By far the biggest humiliation though was the imposition of a huge level of reparations for the damage her armies had inflicted on the lands of the Allies that they had occupied during the War. The notorious Article 231 of the Treaty established German War guilt for starting the War and on the foundation of that principle a punitive level of reparations were deemed to be due to the Allied Powers from Germany*

Article 231
"The Allied and Associated Governments affirm and Germany accepts the responsibility of Germany and her allies for causing all the loss and damage to which the Allied and Associated Governments and their nationals have been subjected as a consequence of the war imposed upon them by the aggression of Germany and her allies."

This really stuck in the throat of the German Delegates and back home where there was outrage and anger at such harsh terms. The Germans had been led to believe [or chose to believe] that under the US President Woodrow Wilson’s 14 Point Plan for Peace that the Rights to self determination of all peoples would be respected and that they would get a reasonably honourable deal. But the opposition of France in particular knocked this one on  the head as they wanted Revenge for the damage to their Country caused by Germans during their Occupation of northern France for over four years. All the major Allied Powers [bar Russia] that had fought Germany signed the Treaty, the USA, the British Empire, the Republic of France, the Kingdoms of Italy and Belgium etc, followed by the lesser powers who took part in the War.

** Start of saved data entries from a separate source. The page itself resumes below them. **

PR #8311, opened 2026-02-13
gui: fix block engine status icon

jherrera-jump:


src/app/firedancer/topology.c
```diff
@@ -1008,7 +1009,14 @@ fd_topo_initialize( config_t * config ) {
     /**/                 fd_topob_tile_in(  topo, "pack",   0UL,           "metric_in", "sign_pack",      0UL,        FD_TOPOB_UNRELIABLE, FD_TOPOB_UNPOLLED );
     /**/                 fd_topob_tile_out( topo, "sign",   0UL,                        "sign_pack",      0UL                                                );
 
-    /* TODO: bundle gui support needs to be integrated here */
+    if( config->tiles.gui.enabled ) { /* GUI is the only consumer of bundle_status */
```
mmcgee-jump, line 1012: && `bundle_enabled` ?

jherrera-jump: not visible in the diff, but this is inside an `if( FD_UNLIKELY( config->tiles.bundle.enabled ) ) {` block

Issue #8194, opened 2026-02-06
test_deshredder never runs


two-heart:
It is not the Local.mk and uses removed symbols

two-heart:
same for test_repair

PR #8319, opened 2026-02-17
repair: delete unused tests

Rexicon226:


two-heart:
Would fix half of https://github.com/firedancer-io/firedancer/issues/8194 but it is up to @lidatong and @emwang-jump to decide if deleting is the right thing to do here vs. fixing and building it.

PR #8328, opened 2026-02-17
gossip: add new parser

mmcgee-jump:
It is important for the gossip protocol that both Agave and Firedancer agree on what CRDS values are valid in the table.  A disagreement could cause repeated requests for the same "invalid" values, due to exclusion from the request bloom filter, which would waste bandwidth in a loop.

 * Add a new deserializer for gossip messages, with a fuzzer to ensure it agreees with the existing Agave parser perfectly, including the message sanitization pass.  The hand written deserializer is over 30x faster than the Agave one.

 * Also rewrote the serializer along with a fuzzer of its own to ensure messages that are serializable (kind of) round trip properly, and that the serializer is free of UB.

 * Consolidated the various gossip types behind a consolidated fd_gossip_message_t type, with fd_gossip_value_t for CRDS values within.  The performance benefit (none) of separating owned and view types didn't justify the complexity.

 * Fixed myraid bugs with both the serializer and deserializer, some found while rewriting, but many (5-10+) found by the fuzzers.  Of note, the transaction deserializer was using our fd_txn_parse which is not designed to match the agave vote transaction sanitizer, so this part was rewritten.

 * Updated the owned types to better align with the wire format for faster conversion.  As part of this, the socket addresses were updated to support IPv6 as given on the wire, and all the callers updated.


ptaffet-jump (approved):
Stamping to unblock. @riptl to review

PR #8330, opened 2026-02-17
set `--replay-transactions-threads` to value of `--unified-scheduler-handler-threads`

cavemanloverboy:
Since the introduction of `agave_unified_scheduler_handler_threads` argument in `fd_config_t`, agave has introduced yet another thread pool to handle entry verification (PoH) and sigverify in replay. This is `--replay-transactions-threads`.

The intention of `agave_unified_scheduler_handler_threads` is really to constrain the number of threads to assign to replay. However, the default value for `replay-transactions-threads` is `num_cpus::get()`. This PR intends to extend this constraint to `replay-transactions-threads`.

In a cleaner version of this PR, we would rename the config variable `agave_replay_threads` and use this for both the number of US handler threads and the number of replay entry/sigverify threads, but to avoid a breaking change near the end-of-life for `fdctl`, we simply do a little fix on the backend.

Why this PR?  I discovered i had 90 replay transactions threads...

### DIFF
--- a/src/app/fdctl/commands/run_agave.c
+++ b/src/app/fdctl/commands/run_agave.c
@@ -166,6 +166,7 @@ agave_boot( config_t const * config ) {
   ADDU( "--maximum-snapshot-download-abort", config->frankendancer.snapshots.maximum_snapshot_download_abort );
   ADDU( "--minimal-snapshot-download-speed", config->frankendancer.snapshots.minimum_snapshot_download_speed );
 
+  uint replay_threads;
   if( config->frankendancer.layout.agave_unified_scheduler_handler_threads ) {
     if( FD_UNLIKELY( config->frankendancer.layout.agave_unified_scheduler_handler_threads>config->topo.agave_affinity_cnt ) ) {
       FD_LOG_ERR(( "Trying to spawn %u handler threads but the agave subprocess has %lu cores. "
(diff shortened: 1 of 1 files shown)


src/app/fdctl/commands/run_agave.c
```diff
@@ -166,23 +166,25 @@ agave_boot( config_t const * config ) {
...
+    replay_threads = config->frankendancer.layout.agave_unified_scheduler_handler_threads;
   } else {
     //          agave_affinity_cnt >= 8  =>  agave_affinity_cnt - 4
     //     4 <= agave_affinity_cnt <  8  =>  4
     //          agave_affinity_cnt <  4  =>  agave_affinity_cnt
-    ulong num_threads = fd_ulong_if( config->topo.agave_affinity_cnt>=4UL,
-                                     fd_ulong_if( config->topo.agave_affinity_cnt>=8, config->topo.agave_affinity_cnt-4UL, 4UL ),
-                                     config->topo.agave_affinity_cnt );
-    ADDU( "--unified-scheduler-handler-threads", (uint)num_threads );
+    replay_threads = (uint)fd_ulong_if( config->topo.agave_affinity_cnt>=4UL,
```
mmcgee-jump, line 182: alignment

mmcgee-jump (dismissed):

src/app/fdctl/commands/run_agave.c
cavemanloverboy: what are we aligning?

cavemanloverboy: the subsequent two lines?

cavemanloverboy: done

However one Country that had struck for its Freedom during the War in 1916 and indeed had seen many of its countrymen fighting with the Allies & that had shed so much of their blood for the ‘Freedom of small Nations’ on the battlefields of France and Belgium & further afield was absent - and that was the newly declared Irish Republic. It was not for want of trying as the Irish Cabinet had already dispatched a little delegation of its own to Paris to try their luck at pressing the Allied Powers about upholding the Principle of self determination.

On February 22 1919 Sean T. O’Kelly, [T.D. and Ceann Comhairle of the 1st Dáil Éireann] addressed a letter to the President of the Peace Conference M. Clemenceau [President of France] and to every delegate to the Conference in Paris. He brought to their notice the claim of the Government of the Irish Republic for international recognition; he requested the conference to receive its delegates and allow them the earliest opportunity:
‘To establish formally and definitely before the Peace Conference and the League of Nations Commission, now assembled in Paris, Ireland’s indisputable right to international recognition of her independence and the propriety of her claim to enter the League of Nations as one of its constituent members’
The Irish Republic by Dorothy Macardle pages 259-260.

O’Kelly distributed copies to all the delegates assembled in Paris but it was to no avail and Irish demands were brushed aside. However the cat as it were was out the bag and was not for turning. Wilson had opened a Pandora’s Box that National self determination was the cornerstone of International Affairs. Specifically Point 14 of his Plan:

XIV. A general association of nations must be formed under specific covenants for the purpose of affording mutual guarantees of political independence and territorial integrity to great and small states alike.

28 June 1919 was thus  a seminal moment in the History of Europe and indeed of the World. Germany had been wounded but was not crushed and the bitterness of the terms of the Treaty led to a thirst for revenge on its perpetrators - a legacy that was come back and haunt Europe in the decades to come. Further afield the concept of National self determination came to be seen as a Global Principle that all the European Great Powers would eventually be held accountable to. And they were.

* The final payment was made on 3 October 2010, settling German loan debts in regard to reparations.

Painting: the signing of the Treaty of Versailles 28 June 1919 by William Orpen.